When GAs are applied in this way--i.e. generating a goal state directly, with
a known goal state to which they are compared directly, generating a fitness
value that is nothing more than progress towards the goal state--then the GA
is no longer a GA. It becomes not much more than an inefficient hill climbing
with a smattering of random walk thrown in.

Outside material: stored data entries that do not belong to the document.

Issue #615, opened 2016-11-09
Replace Markdown with reStructuredText or AsciiDoc or some such?


wking:
On Tue, Nov 08, 2016 at 01:54:21PM -0800, @RobDolinMS [wrote][1]:
> I'm hesitant to use the auto-generated anchor links from GitHub since we might change the header text (ex: adding section numbers like "4.1 Container Format" and that would change the auto-generated anchor links.

Given this and our ongoing issues with single-page HTML/PDF generation (most recently #562), I'd rather switch to a framework that provides better support for long-form technical docs than Markdown.  Both reStructuredText and AsciiDoc (among many other options) make it easy to automate this sort of section numbering, cross referencing, etc., and have good support for publishing into HTML, PDF, and other formats.  Instead of repeating that work by hand (and renumbering all later sections when you remove an early one?), I'd rather just switch to a more structured language.  And GitHub [supports both formats][2] with it's web UI.

To ease the cost of manually inserting anchors (#612, #613, #614, and more to come), it would be nice to automatically add anchors to finer-grained components as well (like [Purple Numbers][3]).  I haven't found any modern tooling doing that yet though.  Still, I think auto-numbered sections and more robust HTML/PDF generation are useful enough goals in their own right.

If this sort of transition sounds useful, I'm happy to put together a PR.  That would also help turn up any limitations in either approach.

[1]: https://github.com/opencontainers/runtime-spec/pull/612#discussion_r87092493
[2]: https://github.com/github/markup#markups
[3]: https://en.wikipedia.org/wiki/Purple_Numbers

RobDolinMS:
I'm not deeply familiar reStructuredText or AsciiDoc.  

@wking Do you think this would be an easy conversion or something that might take non-trivial work?  

If this would be non-trivial, maybe we move this for consideration to post v1?

wking:
On Thu, Nov 10, 2016 at 01:13:29PM -0800, Rob Dolin (MSFT) wrote:
> @wking Do you think this would be an easy conversion or something
> that might take non-trivial work?

That sounds like “I'm cautiously interested.  Mock up a PR so I can
get a better feel for this alternative future” ;).  I'll try and file
one in the next few days.

wking:
On Thu, Nov 10, 2016 at 01:28:19PM -0800, W. Trevor King wrote:
> That sounds like “I'm cautiously interested.  Mock up a PR so I can
> get a better feel for this alternative future” ;).  I'll try and
[...]

PR #626, opened 2016-11-14
Cleanup the spec a bit to remove WG/git text that's not really part of the spec

duglin:
First pass - and a little bit of extra clean-up.  Per the f2f at kubecon.

Signed-off-by: Doug Davis <dug@us.ibm.com>

PR #628, opened 2016-11-15
Transition from Markdown to AsciiDoc

wking:
As discussed in #615.  Rendered HTML and PDF forms are [here][1] and [here][2].  There's a fair bit of detail in most commit messages if you're interested in that sort of thing.

The base of this PR is currently a few commits behind master, but keeping this branch up do date will be a pain.  I think we should collect feedback on the approach here, and if/when the approach collects enough maintainer approval I'll push through a rebase and we can land this quickly (before it goes stale again, which will happen if pretty much anything touching the Markdown lands ;).

[1]: http://wking.github.io/opencontainer-runtime-spec/
[2]: http://wking.github.io/opencontainer-runtime-spec/runtime-spec.pdf


wking:
CC @vbatts, @RobDolinMS.

mrunalp:
The rendered pdf/html look pretty good!

mrunalp:
@wking Sorry I missed this PR earlier. I agree that if everyone is on board, we should land this first.

duglin:
can we do this after https://github.com/opencontainers/runtime-spec/pull/626  ?

wking:
On Tue, Nov 15, 2016 at 12:20:20PM -0800, Doug Davis wrote:
> can we do this after
> https://github.com/opencontainers/runtime-spec/pull/626 ?

Sure.  I'm happy to rebase around anything that lands before this PR.
I'd just rather not have to rebase this one multiple times ;).

duglin:
that's how I feel too :-)

dqminh:
The rendered version looks good ( like really good compared to markdown-rendered :smile: )

mrunalp:
could be rebased now that #626 is merged.

wking:
On Wed, Nov 16, 2016 at 12:19:06PM -0800, Mrunal Patel wrote:
> could be rebased now that #626 is merged.

There are still a lot of open PRs that would conflict with this one
(e.g. #620, #611, #607, #606, #577, …).  Before we rebase this to
worry about content, I'd rather hash out any content-agnostic
technical issues.  Once we have some maintainers approving the
technical approach, I'll rebase to bring the content up to speed and
we can collect official LGTMs on the whole package.

hqhq:
I'm +1 for this change, rendered version looks better than markdown.

RobDolinMS:
Per @crosbymichael, not sure we want to do this at all; but agree we want to hold-off on this conversation until after v1.0.0

crosbymichael:
We will looking into consolidating the spec into a single markdown file to make publishing easier.

vbatts:
there will be pains in either staying with markdown or switching to asciidoc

These sorts of problems get used in demonstrations because they are simple to
understand. We get to spend more effort on the mechanics of annealing,
breeding, running generations, etc, without having to spend significant effort
on the fitness function. But the fitness function is where most of the real
work of applying GA to novel problems actually lies (after figuring out how to
model solutions as genes without a linear dependency between alleles). It's
also a fundamental component of neural networks (the ability to evaluate not
just whether a solution is right or wrong, but to give a value for how much
right or wrong). So personally, I find such demos to be woefully incomplete.

------
tempodox
Man, that english is bad. Proofreading was obviously skipped. Reading the
outcome is no fun. Also, I can't find no screenshot with no zoom icon.